Far from skimming the best students, then, charter schools often wind up with those who are having problems. The reasons for this are not hard to fathom. As researchers Chester Finn, Gregg Vanourek, Bruno Manno, and Louann Bierlein suggest in their extensive 1997 study of charter schools for the free-market-oriented Hudson Institute, the most comprehensive review yet of the existing charter school literature: "Well-to-do parents of successful youngsters are not likely to enroll their progeny in new, unproven schools that have not yet established firm reputations....The families streaming into charter schools are plenty needy, and many of their children have been poorly served elsewhere."
That's certainly the case at Advantage, where 90 percent of the children are on free or reduced lunch (the generally used poverty standard for schools). While most of the parents are Hispanic, the teaching language is English. Both the school day and the school year are longer than in normal Phoenix public schools. But that doesn't seem to bother the kids. The principal, Pepe Quintero, a 27-year veteran of teaching, is a bundle of energy, and the students, all in neat uniforms, are almost frighteningly attentive to teachers using a highly scripted curriculum called Direct Instruction that stresses reading skills.

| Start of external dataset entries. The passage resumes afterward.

Issue #572, opened 2021-12-01
Simple theme: dark / light mode switch


dalf:
**Is your feature request related to a problem? Please describe.**

Be able to switch between light / dark / auto in `/` and `/search`.

**Describe the solution you'd like**
Something similar to https://spot.ecloud.global/ :

![image](https://user-images.githubusercontent.com/1594191/144191635-7ae94030-c846-4968-a708-b3c9669600fd.png)

Note about the spot implementation:
* there is no auto mode
* on mobile phone, the setting is hidden.

References:
* https://gitlab.e.foundation/e/cloud/my-spot/-/commit/f103ddca0254e00843fad60c7127721f19106757
* https://gitlab.e.foundation/e/cloud/my-spot/-/blame/master/searx/webapp.py#L843-851

**Describe alternatives you've considered**

**Additional context**

https://github.com/searxng/searxng/pull/521#issuecomment-974264824

joysriramsarkar:
not yet implemented.

vojkovic:
Now that we have the black theme (https://github.com/searxng/searxng/pull/3841) and potentially more themes in the future, I don't think a toggle like this makes sense anymore.

What do you think @return42, can we close the issue?

return42:
> What do you think [@return42](https://github.com/return42), can we close the issue?

Sure 👍

PR #713, opened 2022-01-07
Fix tab checkbox confusion

### LINKED ISSUE #498: tabs don't act like tabs without JavaScript

not-my-profile:
## What does this PR do?

See the commit messages.

## Related issues

Fixes #498


return42:
@not-my-profile FYI I rebased the PR (your branch)

return42:
@mrpaulblack @dalf .. could you have a look at this PR .. IMO checkboxes for categories give bad UX ...

grafik

Beside it is not rendered well in different screen-size, it is hard for me to switch the category from e.g. "general" to "images" .. if I'm not wrong, I need at least three clicks:

- click to enable images categ
- click to disable general categ
- click on the magnifier

In master branch I just need a single click on the `images` tab (categ)

not-my-profile:
> IMO checkboxes for categories give bad UX

No having stuff that doesn't look like checkboxes act like checkboxes gives bad UX. This PR fixes the UX problem.

>Beside it is not rendered well in different screen-size

I cannot reproduce this.

> I need at least three clicks [..] In master branch I just need a single click on the images tab (categ)

My PR doesn't change how many clicks it takes. I also cannot reproduce this.

return42:
> ... maybe your rebase messed up my PR?

I did not change anything functional, I just rebased and made a new `make static.build.commit` commit on top .. usual procedure when there is a conflict in the client (/static) sources .. but I can't exclude side-effects when we merge this PR with the PRs from you of the last (two) days.  Could you please have a look / thanks.

not-my-profile:
Nvm, I also cannot reproduce the problems you observed with your rebased branch. Maybe your browser still has the old CSS cached? Or can you try another browser? And tell me exactly how to reproduce the problems you experience?

return42:
> And tell me exactly how to reproduce the problems you experience?

In your developer studio, activate "touch device" grafik

return42:
> No having stuff that doesn't look like checkboxes act like checkboxes gives bad UX. This PR fixes the UX problem.

And the price are 3 clicks to switch from one to another categ?

not-my-profile:
>And the price are 3 clicks to switch from one to another categ?

No as I explained my PR is not meant to change how many clicks it takes. If it does so that's a bug that I'll fix.

dalf:
> @mrpaulblack @dalf .. could you have a look at this PR .. IMO checkboxes for categories give bad UX ...
>  I need at least three clicks: ...

this is the default behavior since searx exists, especially when javascript is disabled.
that's why there is a [search_on_category_select.js](https://github.com/searxng/searxng/blob/master/searx/static/plugins/js/search_on_category_select.js) plugin.

The plugin send the query as soon as a category is selected or any other fields is changed (language, date range, safe field).

---

Note about the simple theme:
It doesn't include search_on_category_select.js because:
  * it relies on jQuery which is not include in the simple theme (main reason).
  * the HTML elements are different.

<details>
<summary>related source code</summary>

  * https://github.com/searxng/searxng/blob/ced656606fbc7a5d5dda8b1e4efe16a9eb88e57b/searx/templates/simple/base.html#L22-L25
  * https://github.com/searxng/searxng/blob/ced656606fbc7a5d5dda8b1e4efe16a9eb88e57b/searx/static/themes/simple/src/js/head/00_init.js#L18-L22
  * https://github.com/searxng/searxng/blob/ced656606fbc7a5d5dda8b1e4efe16a9eb88e57b/searx/static/themes/simple/src/js/main/search.js#L90-L110
</details>

---

I've never used this feature: when I need multiple categories in result page I usually use:
* either the bangs. For example `!general !images something`. 
* either I look one category and then another one (because it requires to disable the plugin, save the preferences, send the query, checks the results, go back to preferences, change the settings again, and finally save).

IMO, the default behavior should be the "category on select", so the UX would be same when JS is disabled.
And if this feature is really important, then the HTML should be changed when "category on select" is disabled.

not-my-profile:
>because it requires to disable the plugin, save the preferences, send the query, checks the results, go back to preferences, change the settings again, and finally save

The obvious solution to that is to allow the plugin to be quickly toggled from the results page.

return42:
> The obvious solution to that is to allow the plugin to be quickly toggled from the results page.

If we add a toggle to the result page, we should also consider that we possibly need more toggles / I have https://github.com/searxng/searxng/issues/572 in mind.

mrpaulblack:
I dont really understand this PR; It adds the actual checkbox UI for the categories on the result page with JS enabled as well as JS disabled; Also this breaks search on select, which means that the user needs to select the category and than start a search manually.

I would suggest the following (personal opinion):
* when JS enabled -> UI should be same as in current master
* when JS disabled than there are checkboxes in the same colomn as the label and visible on the left on LTR and on the right on RTL

(Also the search on select does not work because it expects the help text? `if (qinput !== null && d.querySelector('.help') != null && searxng.search_on_category_select)`)

not-my-profile:
Ah yeah my bad ... I missed that the simple theme does not use the plugin JS ... I guess I'll have to fix that first (I opened #769 to track that).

Each classroom has rules posted on the wall: "Be responsible. Be kind. Tell the truth. Persevere." Encouragement is everywhere. In a fifth-grade room, a sign says, "We are the world's best class." And there's a remarkable amount of respect shown to the kids by the teachers and administrators. For example, when Quintero brings me into a classroom, he says to the second-graders, "Excuse me, ladies and gentlemen, for interrupting."
Anyone who has visited an inner-city public school would find the sense of order at Advantage astonishing. But not surprising: The parents of these kids want discipline and structure in their children's schools; that's one of the main draws of Advantage. Clearly, the power of self-selection is intense and effective. It helps everything run more smoothly.
"Everybody is here by choice, not by assignment," says Stephen Wilson, the president of Advantage and formerly director of strategic planning for the commonwealth of Massachusetts. And he's referring not just to the students and their parents but to the teachers and the principal as well.
Wilson's partner is Theodor Rebarber, who was an aide to former Minnesota Rep. Steve Gunderson and who authored a 1997 Reason Public Policy Institute study on charters. Like any other businessmen, they're out to make a profit by giving customers what they want. But staying in the black is no easy task given Arizona's level of per-student funding. "Phoenix, for us, is a great business challenge," says Wilson. "If we can make it here, we can make it anywhere." Next on his list are Washington, D.C.; Worcester, Massachusetts; Kalamazoo, Michigan; and Chicago. If Advantage goes public, Wilson says, teachers will get stock options.
To my admittedly untutored eye, the Advantage school appears to be an enormous educational success. But it just opened its doors in September, so no student test results are available yet. Similarly, there are not yet any substantive data from other Arizona charter schools.